Bosch is presumed to have come from Aachen and for this reason was also known as van Aeken. He travelled a lot during his early years. His father was a painter so he was bound to have picked up some lessons on technique from him, but as for influences it is hard to say, but his closest predecessors were Rogier and Bonts.

Documentary evidence connects him at various periods between 1480 and 1516 to the Brotherhood of the Holy Virgin. He designed the stained-glass windows and a crucifix for the Chapel of the Brotherhood (1511-12) and was presumably a highly respected member of the community. Bosch was a religious painter with a strong bent towards satire and pessimistic comment. His work represents one of the last profound expressions of the medieval world view.

The work of Bosch is startling and disturbing.

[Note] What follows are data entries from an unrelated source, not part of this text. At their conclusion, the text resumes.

PR #1674, opened 2022-10-21
fix: Add support for unicode in table export

### LINKED ISSUE #1626: Download table content with icons as CSV

I was using default download feature in the wave tables. In my table it contains some icons which I need to display in downloaded CSV file as it is. But it shows some other characters in cells where those icons placed. 

Table UI:
image

Expected cell in downloaded CSV:
image

Currently receiving output:
image

Contain icons used in wave table cells as it is in the downloaded CSV file. 

Use separate button to download CSV after including meaningful text instead of icons. But this not includes icons as it is. Just replacing icons with meaningful names. 

#### Additional context

Discussion is in https://github.com/h2oai/wave/discussions/1624
cc: @mturoci

JacksonIsaac:
Fixes #1626 

### Example Output

image

### DIFF
--- a/ui/src/table.tsx
+++ b/ui/src/table.tsx
@@ -584,6 +584,8 @@ const
           dataRows = (m.groups ? m.groups.flatMap(({ rows }) => rows) : m.rows)?.map(({ cells }) => cells) || [],
           data = toCSV([m.columns.map(({ label, name }) => label || name), ...dataRows]),
           a = document.createElement('a'),
+          // Add BOM prefix to data. This is required to export unicode characters in the table correctly
+          // Reference: https://stackoverflow.com/a/18251283/1970068
           blob = new Blob(['\uFEFF', data], { type: "text/csv;charset=utf-8," }),
           url = window.URL.createObjectURL(blob)
 
--- a/ui/src/table.tsx
+++ b/ui/src/table.tsx
@@ -584,7 +584,7 @@ const
           dataRows = (m.groups ? m.groups.flatMap(({ rows }) => rows) : m.rows)?.map(({ cells }) => cells) || [],
           data = toCSV([m.columns.map(({ label, name }) => label || name), ...dataRows]),
           a = document.createElement('a'),
-          blob = new Blob([data], { type: "text/csv;charset=utf-8," }),
+          blob = new Blob(['\uFEFF', data], { type: "text/csv;charset=utf-8," }),
           url = window.URL.createObjectURL(blob)
 
         a.href = url
--- a/ui/src/table.tsx
+++ b/ui/src/table.tsx
@@ -584,7 +584,7 @@ const
           dataRows = (m.groups ? m.groups.flatMap(({ rows }) => rows) : m.rows)?.map(({ cells }) => cells) || [],
           data = toCSV([m.columns.map(({ label, name }) => label || name), ...dataRows]),
           a = document.createElement('a'),
-          blob = new Blob([data], { type: "octet/stream" }),
+          blob = new Blob([data], { type: "text/csv;charset=utf-8," }),
           url = window.URL.createObjectURL(blob)
 
         a.href = url


mturoci (changes requested):
Thanks for the PR @JacksonIsaac! Unfortunately, it doesn't work as proposed. I am getting this after table download (status col):

image

instead of

image

JacksonIsaac:
> Thanks for the PR @JacksonIsaac! Unfortunately, it doesn't work as proposed. I am getting this after table download (status col):
> 
> image
> 
> instead of
> 
> image

@mturoci Can you please describe the steps to reproduce this exact scenario ?

I followed https://github.com/h2oai/wave/discussions/1624 but what I did was 
- set the unicode \u2705 and \u274c in https://github.com/h2oai/wave/blob/master/py/examples/table_download.py#L33
- In the project root directory, I run 'make all' and 'make run'
- Then I run 'cd ./py && ./venv/bin/wave run examples.tour'
- Load http://localhost:10101/tour#table_download in my browser
- Click download and verify in the csv file that the unicode is correctly parsed i.e., \u2705 and so on.

What I am not aware of to add the symbol itself as a string to a table. How do I do that in the UI, what do I run, what do I change and where ?

If you can let me know this, that might help already to have a direction to reproduce the exact scenario.

mturoci:
> set the unicode \u2705 and \u274c

This only sets unicode as plain strings. You need to set ✅ for example instead.

> What I am not aware of to add the symbol itself as a string to a table. How do I do that in the UI, what do I run, what do I change and where ?

Just set this in table_download.py code temporarily. Your testing flow is correct (verification via Tour), but you didn't test the right input. To cut time, here is a possible example you were supposed to test against:

```py
# Table / Download
# Allow downloading a table's data as CSV file.
# #table #download
# ---
import random
from faker import Faker

fake = Faker()

_id = 0


class Issue:
    def __init__(self, text: str, status: str, progress: float, icon: str, notifications: str):
        global _id
        _id += 1
        self.id = f'I{_id}'
        self.text = text
        self.status = status
        self.views = 0
        self.progress = progress
        self.icon = icon
        self.notifications = notifications


# Create some issues
issues = [
    Issue(
        text=fake.sentence(),
        status=('✅' if i % 2 == 0 else '❌'),
        progress=random.random(),
        icon=('BoxCheckmarkSolid' if random.random() > 0.5 else 'BoxMultiplySolid'),
        notifications=('Off' if random.random() > 0.5 else 'On')) for i in range(100)
]

# Create columns for our issue table.
columns = [
    ui.table_column(name='text', label='Issue'),
    ui.table_column(name='status', label='Status'),
    ui.table_column(name='notifications', label='Notifications'),
    ui.table_column(name='done', label='Done', cell_type=ui.icon_table_cell_type()),
    ui.table_column(name='views', label='Views'),
    ui.table_column(name='progress', label='Progress', cell_type=ui.progress_table_cell_type()),
]


@app('/demo')
async def serve(q: Q):
    q.page['form'] = ui.form_card(box='1 1 -1 11', items=[
        ui.table(
            name='issues',
            columns=columns,
            rows=[ui.table_row(
                name=issue.id, cells=[issue.text, issue.status, issue.notifications, issue.icon, str(issue.views),
                                      str(issue.progress)]) for issue in issues],
            downloadable=True,
        )
    ])
    await q.page.save()
```

ui/src/table.tsx
```diff
@@ -584,7 +584,7 @@ const
           dataRows = (m.groups ? m.groups.flatMap(({ rows }) => rows) : m.rows)?.map(({ cells }) => cells) || [],
           data = toCSV([m.columns.map(({ label, name }) => label || name), ...dataRows]),
           a = document.createElement('a'),
-          blob = new Blob([data], { type: "octet/stream" }),
+          blob = new Blob(['\uFEFF', data], { type: "text/csv;charset=utf-8," }),
```
mturoci, line 587: Can you please also add a comment explaining why the prefix is necessary + link to the SO question for future reference? Thanks!

mturoci (changes requested):
Thanks @JacksonIsaac! The solution is now correct, let's add a small comment for future and we are good to merge.

mturoci (approved):

JacksonIsaac:
@mturoci can you please add hacktoberfest-accepted, then it will be my first contribution of this year :)

mturoci:
No worries @JacksonIsaac, this repo has a `hacktoberfest` label which means every merged PR counts as valid Hacktoberfest contribution. No need for additional label.

Congrats on your first contribution!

His paintings contain strange creatures, demons and animals set amongst ordinary humans. They depict scenes out of biblical texts or proverbs on a huge scale. The paintings foreground the depths that humans can sink to and the consequences they must pay for their depravity. For example ‘The Haywain’ and ‘The Garden of Earthly Delights’. The colours he uses are often garish, adding to the grotesque nature of the works. Yet they are immaculately conceived with Bosch showing a remarkable eye for detail.

The fact of the matter is that Bosch’s paintings were unique and the often grotesque subject matter was unconventional to say the least, indeed at the time his bizarre images led to the charge of heresy being levelled against him. Bosch achieved fame and notoriety during his lifetime, but his paintings didn’t gain a wide audience until after his death. The Surrealists regarded Bosch as a forerunner to their movement in the way he expressed primal concerns in his paintings by combining fantasy with the familiar.